Stored data entries
------------

PR #322, opened 2024-04-03
Update all tools with

juliaogris:
Update hermitised tools with tools

    hermit upgrade

Ensure that node, openjre and firebase don't have new major versions.
Upgrade npm packages with ncu.

    (cd .hermit/node/; ncu -u; npm install)

ncu is a node upgrading tool, previously installed globally with `npm
install --global npm-check-updates`.

We are not upgrading playwright because screenshot tests fail with newer
version in un-reproducible ways.

Add manual fixes in follow up commit.


camh- (approved):
:green_salad:

PR #323, opened 2024-04-03
bytecode: Implement if statements

Rossiar:
Add two new opcodes (`OpJumpOnFalse`, `OpJump`) that give the vm the
ability to skip instructions. Add the `ChangeOperand` function to
`Instructions`, which allows the jump operand to be rewritten after
further instructions have been emitted to the bytecode (this process is
known as backfilling). The alternative to backfilling is a two-pass
compiler, which we discarded as too complex for now.

### DIFF
--- a/pkg/bytecode/vm_test.go
+++ b/pkg/bytecode/vm_test.go
@@ -1041,6 +1041,186 @@ func TestErrMapKey(t *testing.T) {
 	assert.Error(t, ErrMapKey, err)
 }
 
+func TestIf(t *testing.T) {
+	tests := []testCase{
+		{
+			name: "single if",
+			input: `x := 1
+			if x == 1
+				x = 2
+			end`,
+			wantStackTop: makeValue(t, 2),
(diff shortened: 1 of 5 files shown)


pkg/bytecode/vm_test.go
```diff
@@ -1041,6 +1041,149 @@ func TestErrMapKey(t *testing.T) {
...
+					mustMake(t, OpEqual),
+					mustMake(t, OpJumpNotTruthy, 63),
+					mustMake(t, OpConstant, 6),
+					mustMake(t, OpSetGlobal, 0),
+					mustMake(t, OpJump, 69),
+					mustMake(t, OpConstant, 7),
+					mustMake(t, OpSetGlobal, 0),
+				),
+			},
+		},
```
camh-, line 1172: perhaps one more test where no block is executed? i.e. no else and no conditions are true.

camh- (approved):

PR #324, opened 2024-04-04
bytecode: Implement while and break statements

Rossiar:
The bytecode for a while statement is similar to that produced for
an `if`, except that the OpJump points to the start of the
statement and not the end. Break statements are also jumps to
the end of their enclosing loop.

### DIFF
--- a/pkg/bytecode/compiler.go
+++ b/pkg/bytecode/compiler.go
@@ -31,6 +31,8 @@ type Compiler struct {
 	constants    []value
 	instructions Instructions
 	globals      *SymbolTable
+	// breaks tracks the positions of break statements in the inner-most loop.
+	breaks []int
 }
 
 // Bytecode represents raw evy bytecode.
@@ -57,10 +59,14 @@ func (c *Compiler) Compile(node parser.Node) error {
 		return c.compileAssignment(node)
 	case *parser.BinaryExpression:
 		return c.compileBinaryExpression(node)
+	case *parser.BreakStmt:
+		return c.compileBreakStatement(node)
 	case *parser.BlockStatement:
 		return c.compileBlockStatement(node)
 	case *parser.IfStmt:
 		return c.compileIfStatement(node)
+	case *parser.WhileStmt:
+		return c.compileWhileStatement(node)
 	case *parser.SliceExpression:
 		return c.compileSliceExpression(node)
 	case *parser.UnaryExpression:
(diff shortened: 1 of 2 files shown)


pkg/bytecode/compiler.go
```diff
@@ -31,6 +31,9 @@ type Compiler struct {
 	constants    []value
 	instructions Instructions
 	globals      *SymbolTable
+	// breakStack tracks the positions of all break statements
+	// in the bytecode
+	breakStack []int
```
Rossiar, line 36: I'm interested if there are any suggestions on how to better handle this. A break can be nested an arbitrary number of nodes deep inside a loop so some sort of compiler-level state is needed to track where to backfill.

pkg/bytecode/compiler.go
```diff
@@ -57,10 +60,14 @@ func (c *Compiler) Compile(node parser.Node) error {
...
 	case *parser.BinaryExpression:
 		return c.compileBinaryExpression(node)
+	case *parser.BreakStmt:
+		return c.compileBreakStatement(node)
 	case *parser.BlockStatement:
 		return c.compileBlockStatement(node)
 	case *parser.IfStmt:
 		return c.compileIfStatement(node)
+	case *parser.WhileStmt:
+		return c.compileWhileStatement(node)
```
Rossiar, line 70: worth mentioning that Thorsten's Monkey language doesn't support loops so we're off-book for this

pkg/bytecode/compiler.go
camh-: I would not do this as a stack, but just a list. At the start of a function that compiles a loop (currently just `compileWhileStatement()`, but I guess the upcoming `compileForStatement()`), you save the current "break list", empty the one in the compiler state and then compile the block that is the statement. After that, range over the break list and patch all the break statements, and then restore the break list you saved at the top.

This is a bit simpler than the current method of having all ancestor loops in the stack and identifying where the nesting ends.

Alternatively, make this stack a stack of slices. Push a new empty slice onto the stack, have `break` add to that list on the top of the stack, and at the end of the loop compile function, pop that slice off and iterate it patching all of the breaks in that list.

You'll need something similar for `continue` - you don't need a slice, just a single continue IP for generating the jump, but you will either need a stack for that too or save it like my original suggestion.

Perhaps combine these into a loop state stack:
```
type loopState struct {
  breakInstructions []int
  continueIP int
}
```

and push a fresh one onto the stack each loop compilation.

Rossiar: Good thinking about the break list, that's much simpler.

> You'll need something similar for continue

The [evy spec](https://github.com/evylang/evy/blob/main/docs/spec.md) doesn't mention `continue` and with a quick test on the website I confirmed that it isn't implemented.

camh-: Ooops. No `continue`. My mistake.

pkg/bytecode/compiler.go
```diff
@@ -286,6 +293,50 @@ func (c *Compiler) compileConditionalBlock(block *parser.ConditionalBlock) (int,
...
+		return err
+	}
+	// Prepare end position of while block, jump to end if
+	jumpOnFalsePos, err := c.emitPos(OpJumpOnFalse, JumpPlaceholder)
+	if err != nil {
+		return err
+	}
+	// take a snapshot of the break list before compiling the body of the
+	// loop
+	outOfScopeBreaks := c.flushBreaks()
```
camh-, line 308: Since flushBreaks does not need to copy (other comment), I think  you can get rid of it and make this:
```
outOfScopeBreaks := c.breaks
c.breaks = []int{}
```

pkg/bytecode/compiler.go
```diff
@@ -382,3 +433,12 @@ func (c *Compiler) compileIndexExpression(expr *parser.IndexExpression) error {
 	}
 	return nil
 }
+
+// flushBreaks will copy and return the list of break positions
+// and reset the value to an empty array.
+func (c *Compiler) flushBreaks() []int {
+	currentBreaks := make([]int, len(c.breaks))
+	copy(currentBreaks, c.breaks)
```
camh-, line 441: You don't need to copy the breaks, as you are replacing it with a fresh slice. The new break list will not share the backing array with the old.

pkg/bytecode/compiler.go
```diff
@@ -31,6 +31,9 @@ type Compiler struct {
 	constants    []value
 	instructions Instructions
 	globals      *SymbolTable
+	// breaks tracks the positions of all break statements
```
camh-, line 34: This comment needs to be updated - it just tracks the inner-most loop breaks.

pkg/bytecode/vm_test.go
```diff
@@ -1221,6 +1221,164 @@ func TestIf(t *testing.T) {
...
+			},
+		},
+		{
+			name: "break loop",
+			input: `x := 0
+			while x < 5
+				x = x + 1
+				if x == 3 
+                    break
+                end
```
camh-, line 1287: odd formatting. tabs vs spaces?

camh- (approved):

PR #327, opened 2024-04-10
Let fmt package call String() on arguments

camh-:
Remove the call to the `String()` method on arguments to the printf
family of functions where those functions would call `String()` anyway,
according to the rules documented in the overview of the `fmt` package.

This makes for less verbose and slightly cleaner code.


juliaogris (approved):
Better, I agree! 🟢

PR #329, opened 2024-04-11
Define and implement an array repetition operator

camh-:
Define the `array * num` operator to repeat `array` `num` number of
times. This allows for easy initialisation of variable sized arrays
without needing to use a loop to do so.

Update the spec with a definition of the operator. Update
`syntax_by_example.md` to give some basic examples.

Implement this in the evaluator and the bytecode compiler/vm.

Issue: https://github.com/evylang/todo/issues/101

### DIFF
--- a/docs/spec.md
+++ b/docs/spec.md
@@ -33,7 +33,7 @@ To get an intuitive understanding of Evy, you can either look at its
 12. [**Maps**](#maps)
 13. [**Index and Slice**](#index-and-slice)
 14. [**Operators and Expressions**](#operators-and-expressions)  
-    [Arithmetic and Concatenation Operators](#arithmetic-and-concatenation-operators), [Logical Operators](#logical-operators), [Comparison Operators](#comparison-operators), [Unary Operators](#unary-operators)
+    [Arithmetic, Concatenation and Repetition Operators](#arithmetic,-concatenation-and-repetition-operators), [Logical Operators](#logical-operators), [Comparison Operators](#comparison-operators), [Unary Operators](#unary-operators)
 15. [**Precedence**](#precedence)
 16. [**Statements**](#statements)
 17. [**Whitespace**](#whitespace)  
@@ -588,6 +588,13 @@ If you try to concatenate two literals of different types such as
 `arr := [1 2] + ["a" "b"]`, you will get a parse error. Use
 `arr := [1 2 "a" "b"]` instead.
 
+Arrays can be repeated with the `*` operator, for example `[0] * 5`
+results in `[0 0 0 0 0]`. `["hello" "world"] * 2` results in `["hello"
+"world" "hello" "world"]`. An array repeated zero times results in an
+empty array of the same type as the array. The number on the right hand
+side of the `*` operator must be an non-negative integer value. Using a
+non-integer or negative value will result in an error.
+
 The elements of an array can be accessed via index starting at `0`. In
 the example `arr := ["abc" 123]` the first element in the array
 `arr[0]` is `"abc"`.
@@ -787,21 +794,23 @@ no automated type conversion of operands.
 There are a variety of binary operators: arithmetic, concatenation,
 logical, and comparison operators.
 
-| Operator            | Operands  | Result   | Description   |
-| ------------------- | --------- | -------- | ------------- |
-| `+` `-` `*` `/` `%` | `num`     | `num`    | arithmetic    |
-| `+`                 | `string`  | `string` | concatenation |
-| `+`                 | array     | array    | concatenation |
-| `and` `or`          | `bool`    | `bool`   | logical       |
-| `<` `<=` `>` `>=`   | `num`     | `bool`   | comparison    |
-| `<` `<=` `>` `>=`   | `string`  | `bool`   | comparison    |
-| `==` `!=`           | all types | `bool`   | comparison    |
+| Operator            | Operands        | Result   | Description   |
+| ------------------- | --------------- | -------- | ------------- |
+| `+` `-` `*` `/` `%` | `num`           | `num`    | arithmetic    |
+| `+`                 | `string`        | `string` | concatenation |
+| `+`                 | array           | array    | concatenation |
+| `*`                 | array `*` `num` | array    | repetition    |
+| `and` `or`          | `bool`          | `bool`   | logical       |
+| `<` `<=` `>` `>=`   | `num`           | `bool`   | comparison    |
+| `<` `<=` `>` `>=`   | `string`        | `bool`   | comparison    |
+| `==` `!=`           | all types       | `bool`   | comparison    |
 
-### Arithmetic and Concatenation Operators
+### Arithmetic, Concatenation and Repetition Operators
 
 The **arithmetic operators** `+`, `-`, `*`, `/`, and `%` stand for addition,
 subtraction, multiplication, division, and the [modulo operator]. The
-symbol `+` can also be used to concatenate strings and arrays.
+symbol `+` can also be used to concatenate strings and arrays. The `*` symbol
+can be used to repeat an array a number of times.
 
 The **modulo operator** `%`, also known as the remainder operator, returns the
 remainder of a division operation. For example, `10 % 3` results in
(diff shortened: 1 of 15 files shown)


docs/spec.md
```diff
@@ -588,6 +588,13 @@ If you try to concatenate two literals of different types such as
 `arr := [1 2] + ["a" "b"]`, you will get a parse error. Use
 `arr := [1 2 "a" "b"]` instead.
 
+Arrays can be repeated with the `*` operator, for example `[0] * 5`
+results in `[0 0 0 0 0]`. `["hello" "world"] * 2` results in `["hello"
+"world" "hello "world"]`. An array repeated zero times results in an
```
juliaogris, line 593: quote missing after second `"hello`

docs/spec.md
```diff
@@ -588,6 +588,13 @@ If you try to concatenate two literals of different types such as
...
+empty array of the same type as the array. The number on the right hand
+side of the `*` operator must be an integer value. Using a decimal value
+will result in an error.
```
juliaogris, line 596: how about negative integers?

pkg/bytecode/vm.go
```diff
@@ -20,6 +20,9 @@ var (
 	// produce an invalid result. In Golang, floating point division
 	// by zero produces +Inf, and modulo by zero produces NaN.
 	ErrDivideByZero = fmt.Errorf("%w: division by zero", ErrPanic)
+	// ErrBadRepetition is returned when the right-hand side of the array
+	// repetition operator is not an integral value.
+	ErrBadRepetition = fmt.Errorf("%w: repetition count not a while number", ErrPanic)
```
camh-, line 25: oops. w/while/whole/

pkg/bytecode/vm.go
```diff
@@ -152,6 +155,18 @@ func (vm *VM) Run() error {
...
 			concatenated.Elements = append(concatenated.Elements, right.Elements...)
 			err = vm.push(concatenated)
+		case OpArrayRepeat:
+			right := vm.popNumVal()
+			left := vm.popArrayVal()
+			repetitions := int(right)
+			if float64(repetitions) != float64(right) {
+				return fmt.Errorf("%w: %s", ErrBadRepetition, right)
+			}
+			elements := make([]value, 0, repetitions)
```
camh-, line 165: s/repetitions/len(left.Elements) * repetitions/

pkg/bytecode/vm.go
```diff
@@ -20,6 +20,9 @@ var (
 	// produce an invalid result. In Golang, floating point division
 	// by zero produces +Inf, and modulo by zero produces NaN.
 	ErrDivideByZero = fmt.Errorf("%w: division by zero", ErrPanic)
+	// ErrBadRepetition is returned when the right-hand side of the array
+	// repetition operator is not an integral value.
```
juliaogris, line 24: s/integral value/integer value/

juliaogris (approved):
awesome, thank you so much. a couple of doc nits, otherwise really clear.

camh-:
All fixed and pushed. PTAL

pkg/evaluator/evaluator.go
```diff
@@ -718,14 +719,29 @@ func evalBinaryBoolExpr(op parser.Operator, left, right *boolVal) (value, error)
...
+		rightArray := right.(*arrayVal)
+		result := left.Copy()
+		rightElements := *rightArray.Copy().Elements
+		*result.Elements = append(*result.Elements, rightElements...)
+		return result, nil
+	case parser.OP_ASTERISK:
+		rightNum := right.(*numVal)
+		repetitions := int(rightNum.V)
+		if float64(repetitions) != float64(rightNum.V) {
+			return nil, fmt.Errorf("%w: %v", ErrBadRepetition, right)
```
juliaogris, line 734: Maybe this should also include an error case for negative integers? (and maybe deserves a test?)

docs/spec.md
```diff
@@ -588,6 +588,13 @@ If you try to concatenate two literals of different types such as
 `arr := [1 2] + ["a" "b"]`, you will get a parse error. Use
 `arr := [1 2 "a" "b"]` instead.
 
+Arrays can be repeated with the `*` operator, for example `[0] * 5`
+results in `[0 0 0 0 0]`. `["hello" "world"] * 2` results in `["hello"
+"world" "hello" "world"]`. An array repeated zero times results in an
+empty array of the same type as the array. The number on the right hand
+side of the `*` operator must be an non-negative integer value. Using a
+decimal value will result in an error.
```
juliaogris, line 596: Using a decimal or non-integer value will result in an error (see below)?

juliaogris (approved):
looks still great to me. just a question around negative repetition counts.

pkg/evaluator/evaluator.go
camh-: yes it should. good catch. a negative value will crash things I expect

docs/spec.md
camh-: what's below? I will change to "non-integer or negative"

pkg/evaluator/evaluator.go
camh-: done for both evaluator and vm

docs/spec.md
camh-: done. I guess "see below" refers to the comment above? Let me know if you think that reads ok now.

pkg/bytecode/compiler.go
```diff
@@ -183,6 +183,9 @@ func (c *Compiler) compileBinaryExpression(expr *parser.BinaryExpression) error
 	if expr.Left.Type().Name == parser.ARRAY && expr.Right.Type().Name == parser.ARRAY && expr.Op == parser.OP_PLUS {
 		return c.emit(OpArrayConcatenate)
 	}
+	if expr.Left.Type().Name == parser.ARRAY && expr.Right.Type() == parser.NUM_TYPE {
```
Rossiar, line 186:
```suggestion
	if expr.Left.Type().Name == parser.ARRAY && expr.Right.Type() == parser.NUM_TYPE && expr.Op == parser.OP_ASTERISK {
```
being specific about the op doesn't hurt

pkg/bytecode/vm.go
```diff
@@ -20,6 +20,9 @@ var (
 	// produce an invalid result. In Golang, floating point division
 	// by zero produces +Inf, and modulo by zero produces NaN.
 	ErrDivideByZero = fmt.Errorf("%w: division by zero", ErrPanic)
+	// ErrBadRepetition is returned when the right-hand side of the array
+	// repetition operator is not an non-negative integer value.
```
Rossiar, line 24:
```suggestion
	// repetition operator is not a positive integer value.
```
double negatives are hard to read

pkg/bytecode/vm.go
```diff
@@ -20,6 +20,9 @@ var (
...
+	ErrBadRepetition = fmt.Errorf("%w: bad repetition count", ErrPanic)
```
Rossiar, line 25: this error message is a bit vague, perhaps something like this?
```suggestion
	ErrBadRepetition = fmt.Errorf("%w: array repetition must be a positive integer", ErrPanic)
```

Rossiar (commented):
some small things, overall lgtm

pkg/bytecode/vm.go
camh-: Unfortunately the term "positive" excludes zero. "non-negative integer" is the mathematical term to refer to  the integer range 0.. : https://en.wikipedia.org/wiki/Natural_number. I'll try to reword it a different way.

juliaogris: yup, agree, positive is not correct because it excludes zero. The go stdlib uses that term too, e.g.: https://pkg.go.dev/math/rand#Int

pkg/bytecode/vm.go
juliaogris: i was also thinking of alternatives for the word count here, but couldn't come up with anything. I also like `array repetition must be a non-negative integer`

camh-: I initially had it more verbose when I had forgotten to check for negative numbers, but simplified it when it got too long. I'll keep this base error the same, but add details where the error is returned.

docs/spec.md
juliaogris: yeah, sorry, the below was below when I made the comment.... you read it correctly.
🍍

juliaogris: yeah, sorry, the below was below when I made the comment.... you read it correctly.
🍍

juliaogris (approved):
still 💚

docs/spec.md
camh-: Understood. See above.

pkg/bytecode/compiler.go
camh-: Thanks. This is arguably a bug. Fixed.

camh-:
do not merge label because I need to squash in the fixup commits before merging. I've forgotten to do that before, so this may help.

Rossiar (approved):
lgtm

Issue #317, opened 2024-03-28
Disallow array and string index with decimal places


juliaogris:
```
x := "abc"
print "x:" x[1.62] // x: b
```

This should cause a runtime error.

More specifically, the index must be an integer, whether a constant, variable or expression. In Go, this would be `float64(int(i)) == i` where `i` is the index.

Currently, the value is truncated via conversion to `int`: https://github.com/evylang/evy/blob/main/pkg/evaluator/value.go#L374

PR #331, opened 2024-04-13
eval: Error on non-integer index and slice expressions

juliaogris:
Error on non-integer index and slice expressions as it doesn't make much sense
to use it, e.g. in arr[1.1]. We are reusing the nice error message wording
that was introduced in with the ErrBadRepetion. We have also copied the way
we do normalizeSlices indices from evaluator, basing it on normalizeIndex.

Fixes https://github.com/evylang/evy/issues/317


camh- (approved):
:green_apple:

PR #332, opened 2024-04-22
bytecode: Implement for loops

Rossiar:
Add OpStepRange and OpIterRange which push the result of evaluating 
the condition of the loop onto the stack to be evaluated by OpJumpOnFalse. 
These operations update the iteration state on the stack and also push the
current value if there is a loop variable so the bytecode can assign that value
to the variable.

Co-authored-by: Cam Hutchison <camh@xdna.net>

### DIFF
--- a/pkg/bytecode/compiler.go
+++ b/pkg/bytecode/compiler.go
@@ -63,6 +63,8 @@ func (c *Compiler) Compile(node parser.Node) error {
 		return c.compileBreakStatement(node)
 	case *parser.BlockStatement:
 		return c.compileBlockStatement(node)
+	case *parser.ForStmt:
+		return c.compileForStatement(node)
 	case *parser.IfStmt:
 		return c.compileIfStatement(node)
 	case *parser.WhileStmt:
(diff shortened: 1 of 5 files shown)


pkg/bytecode/value.go
```diff
@@ -197,26 +200,33 @@ func (m mapVal) Equals(v value) bool {
...
+		val, ok := m.m[idx]
+		if !ok {
+			return nil, fmt.Errorf("%w %q", ErrMapKey, idx)
+		}
+		return val, nil
+	case numVal:
+		// special case where ranging over a map uses a numVal to
+		// access the order
+		key := m.order[int(idx)]
+		return key, nil
```
Rossiar, line 227: We are a bit leery of this, but didn't see a better way to implement this - suggestions welcome!

pkg/bytecode/compiler.go
```diff
@@ -241,6 +243,175 @@ func (c *Compiler) compileBlockStatement(block *parser.BlockStatement) error {
 	return nil
 }
 
+func (c *Compiler) compileForStatement(stmt *parser.ForStmt) error {
```
Rossiar, line 246: I tried quite hard to unify compileIterRange and compilerStepRange, but the two functions are just different enough that any code sharing begins to look really awkward.

camh-:
I have pushed my changes that rework this PR that addresses a few issues raised on discord:
1) It no longer re-evaluates the expressions used in the loop, as per the spec.
2) It does not create a var with an empty name when there is no loop variable (allowing nested loops with the current scopeles implementation).
3) Does the loop condition computation and comparison as part of the operations which should be faster than doing it in bytecode.
4) Ranges over strings.

This also unifies the two implementations (iter range and step range) in the compiler and also removes the map indexing by integer.

I've kept the commit that adds the `Order` field to the map value.

pkg/bytecode/compiler.go
camh-: I managed to unify these largely (with a separate preamble for the two range types) by pushing a lot of the loop comparison logic into the operations.

Rossiar (commented):
I can't approve as this is my PR - but lgtm

@juliaogris can you unblock us with a tick?

juliaogris (approved):
💚 - looks great to me, thanks @camh- for taking the time to give me personal walk through as well!

juliaogris (approved):
💚

PR #334, opened 2024-04-27
parser/eval: Move StepRange defaults to parser

camh-:
Add methods to `StepRange` to return the start, stop and step values,
returning the default value (as a `NumLiteral`) if the value wanted is a
default value (0 for start and 1 for step). Update the evaluator to use
these methods instead of deciding the defaults for itself.

This puts the defaults in one place for when there are multiple
consumers of the AST; the evaluator and the bytecode compiler.


juliaogris (approved):
right, definitely better, i like it.
🥦

PR #335, opened 2024-04-28
bytecode: Remove bytecode test assertions

Rossiar:
These assertions are proving laborious to write as the tests in
this package grow more mature and complex. The team has agreed
that since they had add little value for the effort, it is safe
to remove them.


juliaogris (approved):
lgtm - I agree, a bit too cumbersome at this stage for testing.

PR #337, opened 2024-05-03
make: Rework full and slim builds

juliaogris:
Move the build default slim for faster builds with `go build` and also to re-enable

	go install evylang.dev/evy@latest

Embeds related to evy.wasm and full build dependency have been moved to
main-full.go which is included via the `-tags=full` flag. Update Makefile and
goreleaser config.


camh- (approved):
:broccoli:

------------

How to complete this task: Once the line with "main-full.go which is" is found, write out that line and every one after it through the last line of the records, exactly and with nothing else.

Result of this exercise:
main-full.go which is included via the `-tags=full` flag. Update Makefile and
goreleaser config.


camh- (approved):
:broccoli:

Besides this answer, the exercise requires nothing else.